I'm quite happy that a) this kind of problems are quite rare anymore, and b) that I'm doing almost nothing but software these days.
-- * Ben Okopnik * Editor-in-Chief, Linux Gazette * https://LinuxGazette.NET *
Raj Shekhar [rajlist2 at rajshekhar.net]
In infinite wisdom Ben Okopnik said the following On 11/13/09 3:24 PM:
> I've also had systems with memory problems that required either a spritz > of Freon or a blast from a hair dryer set on 'high' to confess their > faults.
I have never heard of this method for diagnosing RAM problems. What does it do?
Thomas Adam [thomas.adam22 at gmail.com]
2009/11/16 Raj Shekhar <rajlist2@rajshekhar.net>:
> In infinite wisdom Ben Okopnik said the following On 11/13/09 3:24 PM: > >> I've also had systems with memory problems that required either a spritz >> of Freon or a blast from a hair dryer set on 'high' to confess their >> faults. > > I have never heard of this method for diagnosing RAM problems. What does it > do?
man 7 salonandpermset
-- Thomas Adam
Ben Okopnik [ben at linuxgazette.net]
On Mon, Nov 16, 2009 at 10:44:56PM +0000, Thomas Adam wrote:
> 2009/11/16 Raj Shekhar <rajlist2@rajshekhar.net>: > > In infinite wisdom Ben Okopnik said the following On 11/13/09 3:24 PM: > > > >> I've also had systems with memory problems that required either a spritz > >> of Freon or a blast from a hair dryer set on 'high' to confess their > >> faults. > > > > I have never heard of this method for diagnosing RAM problems. What does it > > do? > > man 7 salonandpermset
<Ahem> "man 8 salonandpermset", please. There's nothing "miscellaneous" about serious stuff like this.

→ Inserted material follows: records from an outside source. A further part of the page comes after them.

Issue #5700, opened 2026-08-24
Review prompt: expand eligibility beyond outbound transactions (2-event threshold) + per-version gate + Settings rate link


realpaaao:
Mirrors the iOS issue (vultisig-ios). #5427 shipped, but `InAppReviewRepository.kt` gates on `MIN_SUCCESSFUL_TRANSACTIONS = 3` + `MIN_INSTALL_AGE = 7.days` + `PROMPT_COOLDOWN = 120.days`, and `InAppReviewEffect` only mounts on the Keysign screens (`KeysignScreen.kt`, `JoinKeysignView.kt`). A hold-heavy vault's users mostly receive rather than send, so the eligible pool is near zero by design.

**Changes**

1. Broaden qualifying positive events and lower the threshold to **2**: successful outbound tx (existing), first sighting of a confirmed **incoming** tx (skip dust/spam), vault backup completed, successful vault restore on a new device, device pairing completed.
2. Replace `PROMPT_COOLDOWN = 120.days` with a per-`versionCode` gate ("not yet prompted for this app version") + a 14-day floor. Play's quota is opaque and the flow silently no-ops, so the request stays fire-and-forget; upstream throttling per version is the correct shape.
3. Keep the 7-day install age (`firstInstallMillis()`).
4. Add a Settings row **"Rate the App"** → deep link to the Play listing (`https://play.google.com/store/apps/details?id=com.vultisig.wallet`). Per Play policy the in-app review API must NOT be triggered by a button, so the row links out instead. Design: https://www.figma.com/design/puB2fsVpPrBx3Sup7gaa3v/Vultisig-App?node-id=81598-153356
5. Instrument counters (policy-evaluated / request-sent) via Timber + local storage.

**Guardrails:** no pre-prompt questions ("enjoying the app?" is verbatim-banned by Play in-app-review policy), no incentives, surface the Play card unmodified.

PR #5743, opened 2026-08-29
feat(review): broaden review-prompt eligibility beyond outbound txs

aminsato:
## Problem

The review prompt shipped in #5427 asked only after **three confirmed outbound transactions**, behind a 7-day install age and a 120-day cooldown, and was mounted on the two keysign screens only. A hold-heavy vault's users mostly receive rather than send, so the eligible pool was near zero by design.

## Fix

**Five qualifying moments instead of one, threshold lowered to two.** A confirmed outbound transaction (existing), funds arriving, a completed vault backup, a restore onto a device that had no vaults, and a completed device pairing. Each event carries a stable namespaced identity (`outbound:<hash>`, `backup:<vaultId>`, …) persisted in a 100-entry ring, so every producer stays safe to call again after a re-entry, a recomposition or a process restart.

**Per-version gate replaces the 120-day cooldown.** At most one ask per released marketing version, plus a 14-day floor so a new release cannot ask on the heels of the previous one. Play's quota is opaque and the flow no-ops silently, so the request stays fire-and-forget and all throttling happens upstream. The 7-day install age is unchanged, and it is still read from the package manager rather than a stored timestamp, so users who installed before the gate existed are treated as long-standing.

**Presentation moved to the app root** (`InAppReviewHost` in `MainActivity`), replacing `InAppReviewEffect` on `KeysignScreen`/`JoinKeysignView`. Recording an event and presenting the card are now separate steps — a pairing counts towards eligibility while navigating straight into keygen, which is no place for a store card. The host waits 2 s for the screen to settle and refuses to claim unless the lifecycle is RESUMED: a claim is spent whether or not Play shows anything, so it must never be spent in the background.

**An ask is only spent off a newly counted event.** `recordAndOfferPrompt` composes record-then-offer in one place rather than leaving the ordering to each call site, so a re-entered success screen cannot burn a version's single opportunity with no new milestone behind it. This is the bug the iOS port caught in review.

**Incoming funds are inferred from the balance.** Android has no confirmed-incoming-transaction feed, so an arrival is a spendable-balance increase between two sightings of the same coin on the token detail screen — the same shape iOS uses on its coin detail screen. The first sighting of a coin never counts (a balance the device is only now learning about is not something that just happened). Dust and spam are turned away by a fiat floor for priced assets, and a native-token-only rule for unpriced ones.

**Settings gains a "Rate the App" row** that links out to the Play listing. Play's policy forbids a button from triggering the in-app review flow, and that flow no-ops once its quota is spent, which would leave the row looking broken.

**Instrumentation:** persisted policy-evaluation and prompt-claim counters, logged through Timber on every evaluation and every claim.

## Upgrade path

`in_app_review/successful_transactions` from #5427 is still read whenever the broadened counter has never been written, so upgraders keep the transactions they already earned. The existing `last_prompted_at` key is reused as the anchor for the 14-day floor; the version gate opens for them on the first evaluation because no version has been recorded yet.

## Producers

| Event | Where |
|---|---|
| Confirmed outbound transaction | `KeysignViewModel` — first successful terminal status |
| Funds arrived | `TokenDetailViewModel` — balance delta vs. the previous sighting |
| Vault backup completed | `BackupVaultViewModel`, `BackupPasswordViewModel`, `BackupPasswordRequestViewModel` |
| Vault restored | `ImportFileViewModel`, only when the device holds no other vault |
| Device pairing completed | `KeygenPeerDiscoveryViewModel.next`, `KeysignFlowViewModel.startKeysign` — record only |

A bulk "back up all vaults" counts once, not once per vault: one tap is one milestone. Fast-sign is excluded from pairing — the co-signer is the server, not a device the user had to pair with.

## UI

One new row in Settings → Support, between "Check for Updates" and "Share the App": a sparkle leading icon, the label "Rate the App", and the standard trailing chevron. It reuses the existing `SettingItem` visuals, so spacing, typography and the row divider are unchanged. New drawable `rate_the_app.xml` from Figma node `81598:153356`.

**One deliberate deviation worth a second opinion:** Figma renders that sparkle white (`#F0F4FC`); every other Settings row icon is tinted `primary.accent4` blue by `SettingItem`. This ships with the standard accent4 tint so the row does not stand out from its siblings — happy to switch it if the white is intended.

`settings_screen_rate_the_app` is translated in all ten locales, matching each one's existing wording for the app (iOS's strings reused where they exist; ru and nl written to match the terminology already in those files).

## Verification

- `:app` + `:data` unit tests — 2241 tests, 0 failures.
- `ktfmtCheck` clean, `:app:lintDebug` + `:data:lintDebug` clean.
- The two existing in-app-review test files were updated to the new API; no new test files were added. Seven other `*ViewModelTest` files gained the new constructor parameter.

## Manual validation / risk

- **Play may decline to show a claimed prompt.** Its API reports no display result, so the evaluation and claim counters are recorded separately and the ask is spent on request. This is accepted by the issue.
- Worth exercising by hand: two qualifying events on an install older than seven days; a new version code after fourteen days; the Settings deep link on a Play-enabled build.
- The incoming-funds path needs a real arrival on a token detail screen to exercise end-to-end — the balance seam is unit-tested at its boundaries but the observation itself is only reachable with a live refresh.

## Which feature is affected?
- [x] Sending
- [x] Swap

## Checklist

## Agent Metadata
- **Agent**: Claude Code
- **Issue**: #5700
- **Ports**: vultisig/vultisig-ios#4984, vultisig/vultisig-ios#5282
- **Confidence**: high on the policy, the storage shapes and the claim ordering, all directly unit-tested
- **Needs human review for**: the Play card itself was never observed — Play throttles and often suppresses it with no API feedback, so its presentation is not meaningfully verifiable and no claim is made about it. Also worth a second opinion: the white-vs-blue sparkle above, whether a bulk backup should count once or per vault, and whether the balance-delta heuristic is the right stand-in for a confirmed incoming transaction.

https://claude.ai/code/session_011rkQQHDBNjgLxyeZbKgz1A

## New Features
- Added in-app review prompts after meaningful milestones, including backups, restores, device pairing, confirmed transactions, and incoming funds.
- Added a “Rate the App” option in Settings that opens the app’s store listing.
- Review prompts are centrally managed, deduplicated, and limited to appropriate opportunities.

## Style
- Reorganized Settings into clearer Support, Community, and About sections.

## Localization
- Added “Rate the App” translations for German, Spanish, Croatian, Italian, Korean, Dutch, Portuguese, Russian, and Simplified Chinese.


app/src/main/java/com/vultisig/wallet/ui/models/BackupPasswordViewModel.kt
```diff
@@ -317,16 +322,21 @@ constructor(
             if (backupSuccess) {
                 when (backupType) {
                     BackupType.AllVaults -> {
-                        awaitVaults().forEach { vault ->
+                        val vaults = awaitVaults()
+                        vaults.forEach { vault ->
                             vaultDataStoreRepository.setBackupStatus(vault.id, true)
                         }
+                        inAppReviewRepository.recordFirstVaultBackupCompleted(vaults)
```
johnnyluo: recordFirstVaultBackupCompleted/recordAndOfferPrompt calls here aren't wrapped in try/catch, unlike the identical code path in BackupPasswordRequestViewModel.kt and BackupVaultViewModel.kt. If inAppReviewRepository throws (e.g. a DataStore IO error), the exception propagates uncaught out of the viewModelScope.launch, skipping the subsequent success snackbar even though the backup file was already written and setBackupStatus already persisted.

data/src/main/kotlin/com/vultisig/wallet/data/repositories/InAppReviewRepository.kt
```diff
@@ -69,50 +177,221 @@ constructor(
...
+            val eventId = event.storageId ?: return@withContext false
+            var counted = false
+            appDataStore.editData { preferences -> counted = countEvent(preferences, eventId) }
+            counted
+        }
 
-            val now = clock.nowMillis()
-            if (now - installTime.firstInstallMillis() < MIN_INSTALL_AGE.inWholeMilliseconds) {
-                return@withContext false
+    override suspend fun onConfirmedBalanceObserved(
```
johnnyluo, line 213: rememberBalance() writes to DataStore unconditionally on every call. TokenDetailViewModel.recordIncomingFundsIfNeeded runs on every emission of the account-refresh polling flow, so as long as a token detail screen is open, every tick triggers appDataStore.editData and rewrites the whole Preferences file, even when the balance hasn't changed — needless disk I/O on a polling hot path.

data/src/main/kotlin/com/vultisig/wallet/data/repositories/InAppReviewRepository.kt
```diff
@@ -69,50 +177,221 @@ constructor(
...
+        withContext(Dispatchers.IO) {
+            val id = coinId.trim()
+            if (id.isEmpty() || balance.signum() < 0) return@withContext false
+
+            var counted = false
+            // One transaction for read-compare-write: two concurrent refreshes of the same coin
+            // would otherwise both see the old balance and both count the same arrival.
+            appDataStore.editData { preferences ->
+                val previous = lastSeenBalances(preferences)[id]?.toBigIntegerOrNull()
+                rememberBalance(preferences, id, balance)
```
johnnyluo, line 229: The incoming-funds dedupe key embeds the absolute resulting balance, so a balance that returns to a previously-seen exact value is silently treated as already counted. Example: 0 -> 200 (counted, storageId "incoming:coinId:200" persisted) -> 150 (spend) -> 200 again (a genuine new arrival): the second rise to 200 produces the identical storageId, countEvent() sees it already in COUNTED_EVENT_IDS_KEY, and the arrival silently fails to count or offer a review prompt.

data/src/main/kotlin/com/vultisig/wallet/data/repositories/InAppReviewRepository.kt
```diff
@@ -2,35 +2,138 @@ package com.vultisig.wallet.data.repositories
...
+    if (record(event)) {
+        requestPromptEvaluation()
+    }
+}
+
+/**
+ * Records a vault backup milestone for only the first vault in a bulk backup operation. One tap is
+ * one milestone: a bulk export of five vaults is a single good moment, not five.
+ */
+suspend fun InAppReviewRepository.recordFirstVaultBackupCompleted(vaults: List<*>) {
```
johnnyluo: recordFirstVaultBackupCompleted takes List<*> and does a runtime 'is Vault' check with a silent no-op fallthrough, instead of just List<Vault> — Vault lives in the same data module so there's no dependency reason for the type erasure. Both call sites (BackupPasswordViewModel, BackupPasswordRequestViewModel) already have List<Vault> on hand; a future caller passing a non-Vault list would silently no-op via 'else -> return@let' instead of failing to compile.

data/src/main/kotlin/com/vultisig/wallet/data/repositories/InAppReviewRepository.kt
aminsato: Thanks for catching this! Fixed in the latest commit:

`rememberBalance()` now checks if the balance actually changed before writing:
```kotlin
if (existingEntry == "$coinId$BALANCE_SEPARATOR$balance") return
```

This prevents unnecessary disk I/O when `onConfirmedBalanceObserved` is called repeatedly with the same balance during polling.

data/src/main/kotlin/com/vultisig/wallet/data/repositories/InAppReviewRepository.kt
aminsato: Thanks for the detailed explanation! Fixed in the latest commit:

Changed the dedupe key from embedding the final balance to embedding the millisecond timestamp captured at event creation time:

```kotlin
data class ConfirmedIncomingFunds(
    val coinId: String,
    val balance: BigInteger,
    val observationTimeMillis: Long = System.currentTimeMillis(),
) : AppReviewEvent {
    override val storageId: String?
        get() = storageId("incoming", "$coinId:$observationTimeMillis")
}
```

Now:
- Balance 0 → 200 (created at t=100) → storageId "incoming:coinId:100" (counted)
- Spend to 150 → New arrival to 200 (created at t=200) → storageId "incoming:coinId:200" (distinct, counts again ✓)

The timestamp captures the arrival event identity at detection time, preventing both balance-based duplicates and minute-boundary issues.

data/src/main/kotlin/com/vultisig/wallet/data/repositories/InAppReviewRepository.kt
```diff
@@ -2,35 +2,141 @@ package com.vultisig.wallet.data.repositories
...
+
+    data class ConfirmedIncomingFunds(val coinId: String, val balance: BigInteger) :
+        AppReviewEvent {
+        // Use coinId with balance hash: if balance goes 0 -> 200 -> 150 -> 200,
+        // both increases should count as separate arrivals, not duplicates.
+        // Hash with timestamp to ensure distinct events at the same balance.
+        override val storageId: String?
+            get() {
+                val timestamp = System.currentTimeMillis() / 60000 // Round to minute for stability
+                return storageId("incoming", "$coinId:$timestamp")
```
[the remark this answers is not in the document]
aminsato: Thanks for the detailed review! Fixed in the latest commit:

Replaced minute-rounded timestamps with full millisecond precision captured at event creation time:

```kotlin
data class ConfirmedIncomingFunds(
    val coinId: String,
    val balance: BigInteger,
    val observationTimeMillis: Long = System.currentTimeMillis(),
) : AppReviewEvent {
    override val storageId: String?
        get() = storageId("incoming", "$coinId:$observationTimeMillis")
}
```

This fixes both issues:
1. **Multiple arrivals in same minute** — Each `ConfirmedIncomingFunds` created at different times gets a different `observationTimeMillis`, so two arrivals at different moments (even within the same minute) produce different storageIds
2. **Minute-boundary re-counting** — The timestamp is captured at event *creation time*, not computed lazily in `storageId`, so it remains stable and won't change after a minute passes

The identity is now atomic and persistent per-arrival event.

johnnyluo:
This adds a lot of complexity for what should be a simple flow. Suggest scoping this way instead:

- Ask for a review at one of two moments: right after a vault is created, or right after the user sends their first transaction — whichever comes first.
- Make it one-off: if the user reviews, never ask again. If they decline/dismiss, it's fine to ask again later (e.g. ~1 month out).
- Drop the five qualifying-event tracking, per-version gating, and balance-delta inference — that's a lot of surface area (ring buffers, cross-vault state, multiple producers across ViewModels) for a prompt that just needs to fire once and respect a no.

Given the size of the rework needed, let's close this off and redo it with the simpler approach — happy to sync offline on details.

Raj: In the past, some memory chips would become thermally-sensitive as they degraded, and could be made to fail by heating them up or (less often) by cooling them during a memory test. You had to use this with some discretion - obviously, you could crack the chip packages if you flipped the temperature too rapidly - but it was a really good test that would usually suss out otherwise difficult-to-diagnose, intermittent memory.

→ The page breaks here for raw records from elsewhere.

PR #5760, opened 2026-08-30
feat(review): ask for a review at vault creation or a first send

### LINKED ISSUE #5700: Review prompt: expand eligibility beyond outbound transactions (2-event threshold) + per-version gate + Settings rate link

aminsato:
Closes #5700

Redo of #5743, which was closed as over-built. This follows the closing comment's shape rather than the issue's original one.

## Problem

The prompt shipped in #5427 waited for **three** confirmed outbound transactions behind a 7-day install age and a 120-day cooldown, and existed only on `KeysignScreen` / `JoinKeysignView`. A hold-heavy vault's users mostly receive rather than send, so the eligible pool was near zero by construction.

## Fix

**Two moments, whichever comes first.** A vault has just been created, or a transaction has just gone through. That is the whole eligibility rule — no event ring, no per-version gate, no balance-delta inference.

**One cooldown, 30 days.** Play reports neither whether the card appeared nor what the user did with it, and it suppresses the card by itself for anyone who has already rated. So the only case the app has to own is a dismissal, and a single 30-day floor covers it. An ask is spent when it is requested, not when it is shown.

**The 7-day install age is gone.** The issue asks to keep it, but "right after a vault is created" is day 0 for every new install — keeping the gate would have left the new trigger dead for exactly the users it targets. Flagging it explicitly since it contradicts item 3 of the issue.

**Presentation moved to the app root.** `InAppReviewHost` in `MainActivity` replaces `InAppReviewEffect` on the two keysign screens. Keygen navigates straight from success into the backup flow, so the screen that earns the card cannot host it. The pending flag is persisted, so a user who backgrounds the app during the settle delay is asked on the next launch instead of losing the ask.

**Vault creation has two producers, not one.** A fast vault is parked in `TemporaryVaultRepository` until the emailed code verifies, so it is not a real vault when `KeygenViewModel` finishes — `FastVaultVerificationViewModel` records the fast path, `KeygenViewModel.saveVault()` the secure one. Both gate on `TssAction.KEYGEN`, so reshare, migrate and key-import are untouched.

**Settings gains a "Rate the App" row** under Support, linking out to the Play listing. Play's policy forbids a button from triggering the in-app flow, and that flow no-ops once its quota is spent, which would leave the row looking broken. Translated in all ten locales.

## Upgrade path

The `in_app_review/last_prompted_at` key from #5427 is reused as-is, so an upgrader already prompted under the old rules keeps cooling down from that prompt. The old `in_app_review/successful_transactions` key is left orphaned rather than migrated — nothing reads it any more.

## Worth a second opinion

- **The card can land on "back up your vault"** ~2 s after a vault is created. That is what "right after a vault is created" means in Android's flow, since creation navigates straight into backup. Making the host wait for Home instead would mean watching the nav backstack — happy to add it if that is preferred.
- **This diverges from iOS on purpose.** `AppReviewPolicy.swift` on iOS `main` ships the version #5743 was porting (2 events + 7-day install + per-version gate + 14-day floor). Android is now deliberately the simpler platform.

## Verification

- `:app` + `:data` unit tests: 5563 tests, 0 failures.
- `:app:lintDebug` + `:data:lintDebug` clean, `ktfmt` applied.
- `InAppReviewRepositoryImplTest` rewritten (8 tests) for the new policy; `FastVaultVerificationViewModelTest` gains two covering the fast-vault creation moment and its absence on an upgrade. The secure-vault call site needs the TSS natives to reach, so it is manual-only.

## Which feature is affected?
- [x] Create vault ( Secure / Fast)
- [x] Sending
- [ ] Swap

## Checklist

## Summary by CodeRabbit

- **New Features**
  - Added a “Rate the App” option in Settings that opens the Google Play listing.
  - Added localized labels for supported languages.
  - Added in-app review prompts after eligible vault creation or successful transactions.
  - Review prompts now appear only when the app is active and unlocked.

- **Improvements**
  - Reorganized Settings into clearer Support, Community, and About sections.
  - Review tracking failures no longer interrupt key generation, verification, or transaction flows.


app/src/main/java/com/vultisig/wallet/ui/utils/InAppReviewHost.kt
```diff
@@ -0,0 +1,79 @@
...
+    val isPromptPending by viewModel.isPromptPending.collectAsStateWithLifecycle(false)
+
+    LaunchedEffect(isPromptPending, reviewManager) {
+        if (!isPromptPending) return@LaunchedEffect
+
+        delay(PROMPT_SETTLE_DELAY)
+
+        // An ask is spent whether or not Play shows anything, so it must never be spent while the
+        // app is in the background: the prompt stays pending and is presented on the next launch.
+        if (!lifecycle.currentState.isAtLeast(Lifecycle.State.RESUMED)) return@LaunchedEffect
```
rkokhatskyi: `launchReviewFlow` starts `PlayCoreDialogWrapperActivity` via `Activity.startActivity`, so it draws above the lock's `Dialog` window while `MainActivity` is still RESUMED, and `InAppReviewHost()` at `MainActivity.kt:157` is mounted outside `LocalIsGateClosed`, so a pending card lands on the passcode screen and spends the ask there

app/src/main/java/com/vultisig/wallet/app/activity/MainActivity.kt
```diff
@@ -150,6 +151,11 @@ class MainActivity : AppCompatActivity() {
 
                             CheckUpdates()
 
+                            // Hosted at the root, not on the screen that earned it: creating a
+                            // vault navigates straight on into backup, which is no place for a
```
rkokhatskyi: This comment should state the real reason because the fast path calls `onVaultCreated()` at `FastVaultVerificationViewModel.kt:195`, routes to `Route.BackupVault` 400ms later, then requests the card 1.6s after that, so root hosting does not keep it off backup

data/src/main/kotlin/com/vultisig/wallet/data/repositories/InAppReviewRepository.kt
```diff
@@ -1,118 +1,94 @@
...
         }
+        Timber.i("In-app review: prompt requested")
+    }
 
     /**
-     * Increments the counter inside a single DataStore transaction and returns the new total, so
-     * concurrent successes can't read-modify-write over each other.
+     * Marks the card as owed unless a previous ask is still cooling down.
+     *
+     * The read and the write share one transaction so two moments landing together cannot both
```
rkokhatskyi: This comment should be removed because the transform reads `LAST_PROMPTED_AT_KEY` but only writes `PROMPT_PENDING_KEY`, and the timestamp is written solely in `onPromptRequested`, so two moments landing together both read the same value and both decide the cooldown has elapsed

app/src/test/java/com/vultisig/wallet/ui/models/keysign/KeysignViewModelInAppReviewTest.kt
```diff
@@ -106,10 +96,10 @@ internal class KeysignViewModelInAppReviewTest {
             coVerify(exactly = 0) { inAppReviewRepository.onTransactionSucceeded() }
         }
 
-    // Status polling re-emits KeysignFinished on every tick; counting each one would inflate the
-    // success counter and re-ask on every poll.
+    // Status polling re-emits KeysignFinished on every tick; recording each one would re-arm the
```
rkokhatskyi: `repeated terminal emissions record only once` passes with `.collect` too because `KeysignUiState` is a data class and the second `finishWith(Confirmed)` produces an equal value that `StateFlow` conflates, so the `.first` guard at `KeysignViewModel.kt:456` has no test behind it

rkokhatskyi (dismissed):

app/src/main/java/com/vultisig/wallet/ui/utils/InAppReviewHost.kt
aminsato: Confirmed, and fixed in 7935b8d.

`InAppReviewHost()` moves out of `MainActivity` into `MainActivityContent`, where `guardState` already lives, and is composed only while the gate is open. Locking cancels an in-flight prompt; unlocking recomposes the host and restarts the settle delay, and the pending flag is persisted, so the ask waits rather than being lost.

That gate only means something if cancellation actually stops the launch, so `requestReviewFlow()` is now awaited inside the effect (`suspendCancellableCoroutine`) rather than launched from a completion listener — the listener fired whatever became of the coroutine that registered it, including after the app had locked or backgrounded. `withResumed` now wraps the launch, not the request.

No test behind it: the gating is structural at the call site, and an instrumented test would need `ReviewManagerFactory` talking to real Play services.

app/src/main/java/com/vultisig/wallet/app/activity/MainActivity.kt
aminsato: Right — I checked the timings and the comment was wrong. `onVaultCreated()` at `FastVaultVerificationViewModel.kt:195`, `Route.BackupVault` 400ms later (`FAST_VAULT_VERIFICATION_SUCCESS_DELAY`), card due 1.6s after that, so it lands on backup either way.

The comment is gone with the move. The one at the new call site in `MainActivityContent` states the two reasons that are actually true: the screen which earned the moment is gone by the time the card is due, and the card is an activity of its own drawn over the lock's window.

data/src/main/kotlin/com/vultisig/wallet/data/repositories/InAppReviewRepository.kt
aminsato: Correct — the transform reads `LAST_PROMPTED_AT_KEY` and only ever writes `PROMPT_PENDING_KEY`; the timestamp is written solely in `onPromptRequested`, so one transaction buys nothing here. Two moments landing together do both read the same value and both conclude the cooldown elapsed — they just both set the same flag, so the claim was wrong rather than the behaviour.

Comment removed, one-line summary kept.

app/src/test/java/com/vultisig/wallet/ui/models/keysign/KeysignViewModelInAppReviewTest.kt
aminsato: Confirmed empirically, in both directions. Swapping `.first` for `.filter {}.collect {}` in `KeysignViewModel`: the old `Confirmed → Confirmed` sequence still passed, so the guard had nothing behind it exactly as you said.

The sequence is now `Pending → Broadcasted → Confirmed` — two distinct successful statuses, which is also the real polling path — and that fails against the `.collect` implementation and passes against `.first`. The comment above the test now says why the statuses have to differ, so it does not regress back to two identical ones.

johnnyluo (approved):
LGTM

Memory quality has increased greatly since those days, so I don't know how applicable this would be today - but it was a standard part of a techie's toolkit back then.
-- [ Okopnik Consulting | Putting computing solutions within easy reach ] [ Expert-led Training | Dynamic, vital websites | Custom programming ] [____________________________ https://okopnik.com ________________________]
Blaine Clark [thelight9 at comcast.net]
Just a note about temperature effects; Sometimes with failed hard drives, they can be put in your fridge or for a short time, in your freezer. Let it cool, pull it out, connect up and have your recovery process ready to roll NOW. You probably have only one chance to recover as much of your data as can be recovered. This doesn't always work of course, and it doesn't always let you retrieve all that you want or need, but hey, it's a shot when you're desperate.